Su llegada a la presidencia a través de la moción de censura destructiva fue legal pero ilegítima, al apoyarse para ello en todos los partidos que quieren destrozar nuestro régimen constitucional actual, de Podemos a Bildu, pasando por ERC, JxCat y el siempre interesado PNV. Eso le permitió derrochar en los viernes electorales el dinero que España necesitaría ahora para paliar la crisis y, en su lugar, usó para poder ganar las elecciones, y tras la repetición de los comicios, ser reelegido presidente.

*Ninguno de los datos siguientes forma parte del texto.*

PR #2612, opened 2026-07-08
Fix NVIDIADriver owner assignment after GPU label updates

rahulait:
## Description

This change fixes a race in NVIDIADriver CRD mode where driver DaemonSets may never be rendered after a fresh install or migration.

NodeLabeling now defers dependent node-label operations after it patches GPU labels, and the node update predicate now explicitly reconciles when `nvidia.com/gpu.present` changes. This lets the follow-up reconcile run after the informer observes the GPU label update, so NVIDIADriver owner labels can be assigned reliably.

Code is drafted with the help of codex.

 

## Checklist

### To reproduce the issue
a. Had a clean node with no nvidia labels and no gpu-operator running.
b. Installed gpu-operator which had the bug
```
helm install gpu-operator -n gpu-operator --create-namespace oci://ghcr.io/nvidia/gpu-operator/charts/gpu-operator:0.0.0-git-16638954 --set driver.nvidiaDriverCRD.enabled=true --set driver.nvidiaDriverCRD.deployDefaultCR=true
```
c. Waited for driver pod to not show up. If it did, re-ran steps a-c.

I was able to reproduce this issue after running for 2-3 times.

### To test the fix:
Did the same steps as mentioned to reproduce the issue but with the oci helm chart built for this PR. Re-ran them atleast 15-20 times and couldn't reproduce it again.

### DIFF
--- a/controllers/nodelabeling_controller.go
+++ b/controllers/nodelabeling_controller.go
@@ -61,6 +61,56 @@ type nodeLabelingController struct {
 	logger        logr.Logger
 }
 
+// gpuNodeLabelsUpdateResult reports total node patches and the subset where GPU
+// discovery state changed. The discovery state is stored in nvidia.com/gpu.present,
+// which AssignOwners uses to find GPU nodes, so dependent operations are deferred
+// until the informer cache observes those node updates.
+type gpuNodeLabelsUpdateResult struct {
+	totalPatchedNodeCount             int
+	gpuDiscoveryStateChangedNodeCount int
+}
+
+// nodeLabelUpdateReasons captures why a node update event should trigger node-label reconciliation.
+type nodeLabelUpdateReasons struct {
+	gpuCommonLabelMissing        bool
+	gpuCommonLabelOutdated       bool
+	gpuCommonLabelChanged        bool
+	commonOperandsLabelChanged   bool
+	gpuWorkloadConfigChanged     bool
+	migCapableLabelChanged       bool
+	osTreeLabelChanged           bool
+	nvidiaDriverOwnerLabelChange bool
+}
+
+// needsUpdate reports whether any tracked node-label change requires reconciliation.
+func (r nodeLabelUpdateReasons) needsUpdate() bool {
+	return r.gpuCommonLabelMissing ||
+		r.gpuCommonLabelOutdated ||
+		r.gpuCommonLabelChanged ||
+		r.commonOperandsLabelChanged ||
+		r.gpuWorkloadConfigChanged ||
+		r.migCapableLabelChanged ||
+		r.osTreeLabelChanged ||
+		r.nvidiaDriverOwnerLabelChange
+}
+
+// getNodeLabelUpdateReasons compares old and new node labels for changes that affect GPU Operator labels.
+func getNodeLabelUpdateReasons(oldLabels, newLabels map[string]string) nodeLabelUpdateReasons {
+	oldGPUWorkloadConfig, _ := getWorkloadConfig(oldLabels, true)
+	newGPUWorkloadConfig, _ := getWorkloadConfig(newLabels, true)
+
+	return nodeLabelUpdateReasons{
+		gpuCommonLabelMissing:        hasGPULabels(newLabels) && !hasCommonGPULabel(newLabels),
+		gpuCommonLabelOutdated:       !hasGPULabels(newLabels) && hasCommonGPULabel(newLabels),
+		gpuCommonLabelChanged:        oldLabels[commonGPULabelKey] != newLabels[commonGPULabelKey],
+		commonOperandsLabelChanged:   hasOperandsDisabled(oldLabels) != hasOperandsDisabled(newLabels),
+		gpuWorkloadConfigChanged:     oldGPUWorkloadConfig != newGPUWorkloadConfig,
+		migCapableLabelChanged:       hasMIGCapableGPU(oldLabels) != hasMIGCapableGPU(newLabels),
+		osTreeLabelChanged:           oldLabels[nfdOSTreeVersionLabelKey] != newLabels[nfdOSTreeVersionLabelKey],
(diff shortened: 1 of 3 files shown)


cdesiniotis (approved):
lgtm. let's try to get another pair of eyes on this

karthikvetrivel:
Thanks, Rahul! Did you do any e2e testing manually or only unit tests?

rahulait:
> Thanks, Rahul! Did you do any e2e testing manually or only unit tests?

Yeah, I did test the change locally on my single node setup. I specifically did:
**To reproduce the issue**
a. Had a clean node with no nvidia labels and no gpu-operator running.
b. Installed gpu-operator which had the bug
```
helm install gpu-operator -n gpu-operator --create-namespace oci://ghcr.io/nvidia/gpu-operator/charts/gpu-operator:0.0.0-git-16638954 --set driver.nvidiaDriverCRD.enabled=true --set driver.nvidiaDriverCRD.deployDefaultCR=true
```
c. Waited for driver pod to not show up. If it did, re-ran steps a-c.

I was able to reproduce this issue after running for 2-3 times.

**To test the fix:**
Did the same steps as mentioned to reproduce the issue but with the oci helm chart built for this PR. Re-ran them atleast 15-20 times and couldn't reproduce it again.

karthikvetrivel (approved):
LGTM!

controllers/nodelabeling_controller.go
```diff
@@ -90,9 +140,23 @@ func (r *NodeLabelingReconciler) Reconcile(ctx context.Context, req ctrl.Request
...
+		if gpuLabelUpdateResult.totalPatchedNodeCount > 0 {
+			r.Log.Error(err, "GPU node label update failed after partially updating nodes",
+				"totalPatchedNodeCount", gpuLabelUpdateResult.totalPatchedNodeCount,
+				"gpuPresentPatchedNodeCount", gpuLabelUpdateResult.gpuPresentPatchedNodeCount,
+			)
+		}
 		return reconcile.Result{}, err
 	}
+	if gpuLabelUpdateResult.gpuPresentPatchedNodeCount > 0 {
+		r.Log.Info("GPU present labels used by owner assignment updated; dependent node label operations will run after the node update event",
```
tariq1890: The gpu-operator controller logs are already quite chatty. So I am questioning if we need to add this as an Info log. Can we make it debug instead?

controllers/nodelabeling_controller.go
```diff
@@ -61,6 +61,56 @@ type nodeLabelingController struct {
 	logger        logr.Logger
 }
 
+// gpuNodeLabelUpdateResult reports total node patches and the subset that changed
+// nvidia.com/gpu.present, the label AssignOwners uses to find GPU nodes. When
+// this label changes, owner assignment is deferred until the informer cache
+// observes the node update.
+type gpuNodeLabelUpdateResult struct {
```
tariq1890: I see that `totalPatchedNodeCount` no longer factors into the decision making of the deferred reconciliation. Do we need it?

controllers/nodelabeling_controller.go
```diff
@@ -61,6 +61,56 @@ type nodeLabelingController struct {
...
+	totalPatchedNodeCount      int
+	gpuPresentPatchedNodeCount int
```
tariq1890: The `gpuNodeLabelUpdateResult` already does some heavylifting in terms of the naming
```suggestion
	stateLabelsModified int
```

controllers/nodelabeling_controller.go
tariq1890:
```suggestion
type gpuNodeLabelsUpdateResult struct {
```

rahulait: This is for logging purposes only in case we need to troubleshoot things.

controllers/nodelabeling_controller.go
rahulait: Yeah, makes sense. Let me make it debug then.

rahulait: updated.

controllers/nodelabeling_controller.go
rahulait: Updated.

controllers/nodelabeling_controller.go
rahulait: This field is counting for node patches for `nvidia.com/gpu.present` label. I would prefer to keep the current name as its more clear.

tariq1890: `gpuPresentPatchedCount` is confusing as it suggests the count of `nvidia.com/gpu.present` labels that are changed whereas it counts the number of updates to either `gpu.present` or any of the stateLabels. At least, let's use a prefix other than `gpuPresent`.

controllers/nodelabeling_controller.go
tariq1890: thanks

controllers/nodelabeling_controller.go
tariq1890: I am comparing these two this way:

i) `gpuNodeLabelUpdateResult.gpuPresentPatchedNodeCount`
vs
ii) `gpuNodeLabelUpdateResult.stateLabelsModified`

rahulait: Correct me if I am wrong, but we are updating `totalPatchedNodeCount` in case of `gpu.present` or stateLabels change. `gpuPresentPatchedNodeCount` is updated only if `gpu.present` label is modified. So its a subset of the larger count.
```
		modified := gpuPresentLabelModified || stateLabelsModified
		if modified {
			if err := nlc.client.Patch(ctx, &node, client.MergeFrom(original)); err != nil {
				return result, fmt.Errorf("unable to label node %s: %w", node.Name, err)
			}
			result.totalPatchedNodeCount++
			if gpuPresentLabelModified {
				result.gpuPresentPatchedNodeCount++
			}
		}
```

tariq1890 (approved):
Thanks very much for fixing this, @rahulait !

Sánchez es un envoltorio marketiniano que esconde un recipiente vacío de ideas, de racionalidad y de interés por el servicio y la prosperidad de los españoles. Para Sánchez todo empieza y termina en él y sus intereses. Tras llegar a la secretaría general del PSOE y ser expulsado por sus propios compañeros, volvió a la misma tras hacer una campaña extremista por el liderazgo del PSOE. Él sabía que al votar los militantes le venía bien esa pose, porque los afiliados de base de un partido político suelen ser siempre los que mantienen posiciones más extremas.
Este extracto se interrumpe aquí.